In its 2018 annual results, CYBG confirmed lenders were choosing to swallow the increases and take the hit on their margins.

Its results showed a 10 basis point fall in net interest margin to 2.17% which was “driven by the competitive front book pricing environment in mortgages”.

CYBG also acknowledged it had experienced issues with broker servicing around the start of 2018 which had hit its pipeline, but said these had been solved with normal levels of growth returning.

In all, around 80% of its £5.2bn mortgage sales during the year were completed through brokers, with market share rising slightly from 1.73% to 1.77%.

“In late 2017, we brought mortgage processing back onshore, as part of our customer journey improvement initiatives,” it said.

“Some servicing and fulfilment delays arose resulting in our broker pipeline build being lower than we had hoped, with mortgage growth slower around the third quarter of the financial year when we felt the impact of lower applications at the start of 2018.

“These issues are now resolved, with a return to a more normalised level of growth in the final quarter.”

CYBG added that the outlook for the UK lending market was more subdued than in recent years.

“In the mortgage market, economic uncertainty has reduced customer demand while competition has remained intense, resulting in a challenging pricing environment, with swap rate increases not being fully passed on to customer pricing,” it said.

“We expect to see strong competition for mortgages and deposits in the year ahead that will feed through into margin pressure.”

 

Fixed-rate deals favoured

CYBG’s loan book grew 4.5% to £24.5bn with the loan to value (LTV) of its mortgage portfolio rising slightly to 58.8% from 57.5%.

It noted that customers were continuing to favour fixed rate mortgage products with its fixed rate book growing to 78% of total mortgage balances and accounted for 96% of mortgages drawn in the year.

Longer term fixed rate mortgages are growing more popular with five-year fixed mortgages now accounting for 27% of the portfolio, compared to 22% in 2017, it added.

The buy‐to‐let (BTL) property market has been more subdued with this falling from 33% to 31% of business.

 

Landmark year

CEO David Duffy, said it had been a landmark year for CYBG including the takeover of Virgin Money.

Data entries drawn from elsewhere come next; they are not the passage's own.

PR #59, opened 2026-06-06
feat(open_piv): support rectangular (non-square) windows

fbanelli:
Stacked on #58 → #57 → `dev` (shares `extended_search_area_piv`; bases collapse as the stack merges).

## What

`extended_search_area_piv` squared every size argument and asserted int-only inputs — the long-standing `# TODO: extend to handle non-square windows`. The downstream helpers (`sliding_window_array`, `get_field_shape`, `fft_correlate_images`, `subpixel_displacement`) already work per-axis, so the only barrier was the top-level API.

- Accept `int` **or** `(height, width)` tuples for `window_size`, `search_area_size`, `overlap` via a small `_as_pair` helper; normalize to tuples; validate `search ≥ window` and `overlap < search` per axis.
- The extended-search masking keeps openpiv's **lexicographic tuple comparison** (`search_area_size > window_size`) verbatim — under the per-axis `search ≥ window` constraint this means "extended whenever the search area is larger on at least one axis", matching the reference.
- `int` inputs still produce the identical square result (no behaviour change for existing callers; the `OpenPIVJAXEstimator` keeps passing ints).

## Tests (1-to-1 openpiv parity, established layout)

- `test_openpiv_jax_numerical.py`: `test_pipeline_rectangular_windows_matches_reference` vs `pyprocess.extended_search_area_piv` across 4 rectangular configs (standard, transposed, extended on one axis, extended on both).
- `test_openpiv_jax_jit.py`: pipeline traces with static rectangular tuple geometry.
- `test_openpiv_jax.py`: `int` window size equals the `(n, n)` tuple form.

Rectangular configs match the reference to ~1e-6; NaN/invalid positions agree exactly.

## Verification

121 openpiv tests pass locally (CPU; up from 115). ruff (pinned 0.14.1), pydoclint, basedpyright clean on the changed files.

### DIFF
--- a/src/flowgym/flow/open_piv/process.py
+++ b/src/flowgym/flow/open_piv/process.py
@@ -10,6 +10,32 @@ from flowgym.flow.process import img_resize
 from flowgym.utils import DEBUG
 
 
+def _as_int(value: int) -> int:
+    """Coerce an integer-like scalar to ``int``, rejecting non-integers.
+
+    Window/overlap normalization runs host-side (not in the traced path),
+    so this guard is always on rather than ``DEBUG``-gated: a non-integer
+    such as ``32.5`` would otherwise silently truncate to ``32`` and yield
+    a wrong-geometry PIV field instead of a clear error. Integer-valued
+    floats (``32.0``) and ``numpy`` integers pass through unchanged.
+
+    Args:
+        value: An integer-like scalar.
+
+    Returns:
+        The value as a Python ``int``.
+
+    Raises:
+        ValueError: If the value is not integer-like.
+    """
+    ivalue = int(value)
+    if ivalue != value:
+        raise ValueError(
+            f"Expected an integer-like window/overlap size, got {value!r}."
+        )
+    return ivalue
+
+
 def _as_pair(value: int | tuple[int, int]) -> tuple[int, int]:
     """Normalize an int or (height, width) pair to a 2-tuple of ints.
 
@@ -17,7 +43,8 @@ def _as_pair(value: int | tuple[int, int]) -> tuple[int, int]:
     given as a single int while rectangular windows use an explicit pair.
     A tuple/list is taken as the pair; any other value is treated as a
     scalar and duplicated, so integer-like scalars such as ``numpy.int32``
-    work too.
+    work too. Each element is coerced via :func:`_as_int`, so non-integer
+    sizes raise rather than silently truncating.
 
     Args:
         value: Either an integer-like scalar (square) or a ``(height,
@@ -32,8 +59,8 @@ def _as_pair(value: int | tuple[int, int]) -> tuple[int, int]:
                 "Expected an int or a (height, width) pair, got "
                 f"length-{len(value)} {value!r}."
             )
-        return (int(value[0]), int(value[1]))
-    return (int(value), int(value))
+        return (_as_int(value[0]), _as_int(value[1]))
+    return (_as_int(value), _as_int(value))
 
 
 @overload
@@ -175,9 +202,9 @@ def extended_search_area_piv(
     # this is equivalent to "search is larger on at least one axis": given
     # s[0] >= w[0] and s[1] >= w[1], if s != w then either s[0] > w[0] (lex
     # true via the first element) or s[0] == w[0] and s[1] > w[1] (lex true
-    # via the second). Without that precondition the equivalence breaks --
-    # e.g. search=(16, 64) vs window=(32, 16) would lex-trigger this branch
-    # while being invalid input.
+    # via the second). Without it the equivalence breaks the other way:
+    # search=(16, 64) vs window=(32, 16) is larger on axis 1 but lex-False
+    # (axis 0 decides), so this branch is wrongly skipped.
     if search_area_size_tuple > window_size_tuple:
         aa = normalize_intensity(aa)
         bb = normalize_intensity(bb)
--- a/src/flowgym/flow/open_piv/process.py
+++ b/src/flowgym/flow/open_piv/process.py
@@ -27,6 +27,11 @@ def _as_pair(value: int | tuple[int, int]) -> tuple[int, int]:
         The value as a ``(height, width)`` tuple of ints.
     """
     if isinstance(value, (tuple, list)):
+        if DEBUG:
+            assert len(value) == 2, (
+                "Expected an int or a (height, width) pair, got "
+                f"length-{len(value)} {value!r}."
+            )
         return (int(value[0]), int(value[1]))
     return (int(value), int(value))
 
@@ -101,6 +106,14 @@ def extended_search_area_piv(
         static_argnames=("window_size", "search_area_size", "overlap",
         "sig2noise_method", "subpixel_method", "correlation_method"))``)
         alongside the window-geometry arguments.
+
+        Input validation is opt-in: the geometry constraints
+        (``search_area_size >= window_size`` and
+        ``overlap < search_area_size`` per axis) and the ``(height, width)``
+        shape of tuple arguments are checked only under the module ``DEBUG``
+        flag. With ``DEBUG`` disabled (the default) malformed geometry is not
+        rejected here -- this is intentional for runtime/jit leanness, not a
+        missing check.
 
     Returns:
         Displacement field of shape (batch_size, n_rows, n_cols, 2). If
--- a/src/flowgym/flow/open_piv/process.py
+++ b/src/flowgym/flow/open_piv/process.py
@@ -10,13 +10,30 @@ from flowgym.flow.process import img_resize
 from flowgym.utils import DEBUG
 
 
+def _as_pair(value: int | tuple[int, int]) -> tuple[int, int]:
+    """Normalize an int or (height, width) pair to a 2-tuple of ints.
+
+    Mirrors openpiv's scalar-to-tuple reshaping so square windows can be
+    given as a single int while rectangular windows use an explicit pair.
+
+    Args:
+        value: Either a single int (square) or an (height, width) pair.
+
+    Returns:
+        The value as a ``(height, width)`` tuple of ints.
+    """
+    if isinstance(value, int):
+        return (value, value)
+    return (int(value[0]), int(value[1]))
+
+
 @overload
 def extended_search_area_piv(
     img1: jnp.ndarray,
     img2: jnp.ndarray,
-    window_size: int,
-    search_area_size: int,
-    overlap: int,
+    window_size: int | tuple[int, int],
+    search_area_size: int | tuple[int, int],
+    overlap: int | tuple[int, int],
     sig2noise_method: None = None,
     width: int = 2,
     subpixel_method: str = "gaussian",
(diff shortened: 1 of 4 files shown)


src/flowgym/flow/open_piv/process.py
```diff
@@ -10,13 +10,30 @@
...
+
+    Args:
+        value: Either a single int (square) or an (height, width) pair.
+
+    Returns:
+        The value as a ``(height, width)`` tuple of ints.
+    """
+    if isinstance(value, int):
+        return (value, value)
+    return (int(value[0]), int(value[1]))
```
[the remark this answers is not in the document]
fbanelli: Real regression — fixed. `_as_pair` now treats tuples/lists as the pair and any other value as a scalar via `int(value)`, so `numpy.int32`/`numpy.int64` work again (they previously fell into the subscript branch and raised `'numpy.int32' object is not subscriptable'`). Added a numpy-integer regression test.

fbanelli:
Addressed the Copilot review: `_as_pair` now accepts integer-like scalars (e.g. `numpy.int32`) by treating only tuples/lists as the pair, fixing the regression vs the old `(value, value)` duplication. Added a numpy-integer regression test. Gates green.

src/flowgym/flow/open_piv/process.py
```diff
@@ -86,18 +113,14 @@ def extended_search_area_piv(
...
-    overlap_tuple = (overlap, overlap)
-    search_area_size_tuple = (search_area_size, search_area_size)
+        assert (
+            search_area_size_tuple[0] >= window_size_tuple[0]
+            and search_area_size_tuple[1] >= window_size_tuple[1]
+        ), "Search area size must be >= window size on both axes"
+        assert (
+            overlap_tuple[0] < search_area_size_tuple[0]
+            and overlap_tuple[1] < search_area_size_tuple[1]
+        ), "Overlap must be smaller than the search area size on both axes"
```
antonioterpin, line 170: Document that input validation is opt-in (in general, I think we never wrote it in docs and agents pick it up as a bug)

src/flowgym/flow/open_piv/process.py
```diff
@@ -126,7 +149,10 @@ def extended_search_area_piv(
     # and normalizes BEFORE masking so the zeroed border does not pollute the
     # per-window mean/std. fft_correlate_images then normalizes once more, so
     # the extended-search branch is normalized twice exactly as in openpiv.
-    if search_area_size > window_size:
+    # Lexicographic tuple comparison, matching openpiv exactly. Under the
+    # per-axis search >= window constraint this activates whenever the search
+    # area is larger than the window on at least one axis.
+    if search_area_size_tuple > window_size_tuple:
```
antonioterpin, line 207: The comment says lex `>` 'activates whenever the search area is larger than the window on at least one axis,' which is true — but only because of the per-axis `search >= window` constraint asserted above. Worth spelling out the proof in one line, because the equivalence is not obvious and the constraint that makes it hold is in a `DEBUG`-gated assert (see other comment): given `s[0] >= w[0]` and `s[1] >= w[1]`, if `s != w` then either `s[0] > w[0]` (lex true via first element) or `s[0] == w[0] and s[1] > w[1]` (lex true via second). Without the per-axis precondition, e.g. `search=(16, 64)` vs `window=(32, 16)` would mis-trigger the branch in the lex sense while being invalid input.

tests/unit/flow/test_openpiv_jax_numerical.py
```diff
@@ -281,6 +281,66 @@ def test_pipeline_linear_correlation_matches_reference(
...
+    np.testing.assert_array_equal(
+        ~np.isfinite(u_jax), ~np.isfinite(np.asarray(u_ref))
+    )
+    finite = np.isfinite(u_jax) & np.isfinite(np.asarray(u_ref))
+    assert finite.any()
+    np.testing.assert_allclose(
+        u_jax[finite], np.asarray(u_ref)[finite], atol=1e-2
+    )
+    np.testing.assert_allclose(
+        v_jax[finite], np.asarray(v_ref)[finite], atol=1e-2
```
antonioterpin, line 492: The new tests cover the numerical happy path well but don't exercise any of the validation that this PR explicitly adds (`search >= window` per axis, `overlap < search` per axis). Please add at least two failure-mode tests:

- `search_area_size=(16, 16)` with `window_size=(32, 32)` — must raise (currently passes silently in production because the assert is under `DEBUG`).
- `overlap=(16, 16)` with `search_area_size=(16, 16)` — must raise.

Also worth one test for a mismatched-length tuple (e.g. `window_size=(32, 16, 8)`) to lock down `_as_pair`'s contract. As written, these inputs silently produce wrong results or low-level downstream errors rather than the clear `ValueError` the openpiv reference raises.

antonioterpin (changes requested):

src/flowgym/flow/open_piv/process.py
fbanelli: Done in f365df9 — expanded the comment with the one-line proof: under the per-axis `search >= window` precondition, `s != w` implies either `s[0] > w[0]` (lex true via the first element) or `s[0] == w[0] and s[1] > w[1]` (lex true via the second), so the lexicographic `>` is exactly "larger on at least one axis". Also noted the counterexample that breaks the equivalence without the precondition (`search=(16, 64)` vs `window=(32, 16)`), and that the precondition itself is the DEBUG-gated assert above — which ties into the validation-opt-in discussion on the sibling thread.

src/flowgym/flow/open_piv/process.py
fbanelli: Done in 45edcc4 — added a `Note:` to `extended_search_area_piv` stating that input validation (the `search >= window` / `overlap < search` geometry constraints and the `(height, width)` tuple shape) is opt-in, enforced only under the module `DEBUG` flag, and that with `DEBUG` off malformed geometry passing silently is intentional rather than a missing check. I also extended `_as_pair` to flag malformed (len != 2) tuples under `DEBUG` (it previously truncated 3-tuples silently), keeping the same opt-in convention.

tests/unit/flow/test_openpiv_jax_numerical.py
fbanelli: Addressed in 45edcc4, but kept the validation **opt-in** rather than promoting it to always-on `ValueError`s, to honour the maintainer note on the sibling thread (validation is opt-in by design; always-on checks shouldn't be added). Concretely: added tests that enable `DEBUG` and assert the checks fire — `search_area_size=(16,16)` with `window_size=(32,32)`, `overlap == search_area_size`, and a mismatched 3-tuple through `_as_pair` — plus a docstring note documenting the opt-in behaviour so it isn't re-flagged as a bug. If you'd rather these become always-on `ValueError`s (openpiv-style) at the cost of the opt-in convention, happy to flip them — just confirm and I'll promote the asserts and adjust the tests.

src/flowgym/flow/open_piv/process.py
```diff
@@ -126,7 +163,15 @@ def extended_search_area_piv(
...
     # per-window mean/std. fft_correlate_images then normalizes once more, so
     # the extended-search branch is normalized twice exactly as in openpiv.
-    if search_area_size > window_size:
+    # Lexicographic tuple comparison, matching openpiv exactly. Under the
+    # per-axis `search >= window` precondition (asserted above under DEBUG)
+    # this is equivalent to "search is larger on at least one axis": given
+    # s[0] >= w[0] and s[1] >= w[1], if s != w then either s[0] > w[0] (lex
+    # true via the first element) or s[0] == w[0] and s[1] > w[1] (lex true
+    # via the second). Without that precondition the equivalence breaks --
+    # e.g. search=(16, 64) vs window=(32, 16) would lex-trigger this branch
```
antonioterpin: The counterexample direction is backwards: `(16, 64) > (32, 16)` is actually **False** (lex compares 16 < 32 first), so it does NOT trigger this branch. The example does correctly show the equivalence breaking, but in the opposite sense — search is larger on one axis (64 > 16) yet lex returns False, so the extended branch is wrongly *skipped*. Reword to e.g. "would be skipped by this lex comparison despite search being larger on axis 1".

src/flowgym/flow/open_piv/process.py
```diff
@@ -10,13 +10,39 @@
...
+        The value as a ``(height, width)`` tuple of ints.
+    """
+    if isinstance(value, (tuple, list)):
+        if DEBUG:
+            assert len(value) == 2, (
+                "Expected an int or a (height, width) pair, got "
+                f"length-{len(value)} {value!r}."
+            )
+        return (int(value[0]), int(value[1]))
+    return (int(value), int(value))
```
antonioterpin: `int(value)` silently truncates a non-integer float (`32.5` → `32`, likewise `(32.5, 16)` on the tuple branch) with no guard even under DEBUG — only tuple *length* is asserted. Since this normalization is host-side Python (not in the traced path), I'd make this an **always-on** `ValueError` for non-integer-like inputs (or at minimum a DEBUG assert that `int(value) == value`). Silent truncation yields a wrong-geometry PIV field rather than an error.

antonioterpin (changes requested):

src/flowgym/flow/open_piv/process.py
antonioterpin: Done in 4a006de. Added `_as_int`, an **always-on** `ValueError` guard (host-side Python, not in the traced path); `_as_pair` now routes every element through it, so `32.5` / `(32.5, 16)` raise `Expected an integer-like window/overlap size, got 32.5.` instead of silently truncating to `32` and yielding a wrong-geometry field. Integer-valued floats (`32.0`) and `numpy` integers still pass — `test_numpy_integer_window_sizes` stays green. Tests cover scalar + both tuple positions rejecting, plus an integer-float acceptance case.

src/flowgym/flow/open_piv/process.py
antonioterpin: Done in 4a006de. Reworded — `(16, 64) > (32, 16)` is `False` (axis 0 decides, `16 < 32`), so the branch is wrongly *skipped* despite the search being larger on axis 1, not mis-triggered. New comment: "search=(16, 64) vs window=(32, 16) is larger on axis 1 but lex-False (axis 0 decides), so this branch is wrongly skipped."

src/flowgym/flow/open_piv/process.py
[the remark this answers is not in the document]
antonioterpin: Reinforced in 4a006de: `_as_pair` now coerces each element via `_as_int`, which accepts any integer-like scalar (incl. `numpy.int32`/`int64`) and rejects non-integers. Resolving.

src/flowgym/flow/open_piv/process.py
```diff
@@ -81,11 +134,25 @@ def extended_search_area_piv(
         "sig2noise_method", "subpixel_method", "correlation_method"))``)
         alongside the window-geometry arguments.
 
+        Input validation is opt-in: the geometry constraints
+        (``search_area_size >= window_size`` and
+        ``overlap < search_area_size`` per axis) and the ``(height, width)``
+        shape of tuple arguments are checked only under the module ``DEBUG``
+        flag. With ``DEBUG`` disabled (the default) malformed geometry is not
+        rejected here -- this is intentional for runtime/jit leanness, not a
+        missing check.
```
antonioterpin: remove -- and everything after

antonioterpin: Done in dca27a3 — trimmed to "...malformed geometry is not rejected here." (dropped the `-- this is intentional...` justification).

Underlying profit before tax was up 13% year-on-year to £331m but the group suffered a statutory loss after tax of £145m due to legacy payment protection insurance costs.

“In a competitive market, we have delivered an increase in underlying profits, returns and capital generation – all of which means we are delighted to recommend an increase to last year’s inaugural CYBG dividend, payable to all shareholders,” Duffy said.

“Clearly Brexit negotiations mean the external political and macro-economic environment remains inherently uncertain.

“We have planned for a period of uncertainty, but it is impossible to ignore the lower levels of business confidence, especially for SMEs, while the final specific outcome of negotiations remains unclear.”